*PROBLEM TO WORK ON*
Answer with a bare number: the count of lines in the data below that contain the word "Default".

*RECORDS SHOWN*
PR #1148, opened 2017-05-16
Default Name 

MikeStall:
Make AutoResolve.Default a string, and it can refer to a builtin 'sys' object that has a method name on it. This leverages the recent dot expression support. 
An alternative solution to https://github.com/Azure/azure-webjobs-sdk/pull/1124


src/Microsoft.Azure.WebJobs.Host/Bindings/AttributeCloner.cs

*RESPONSE TO THE TASK*
2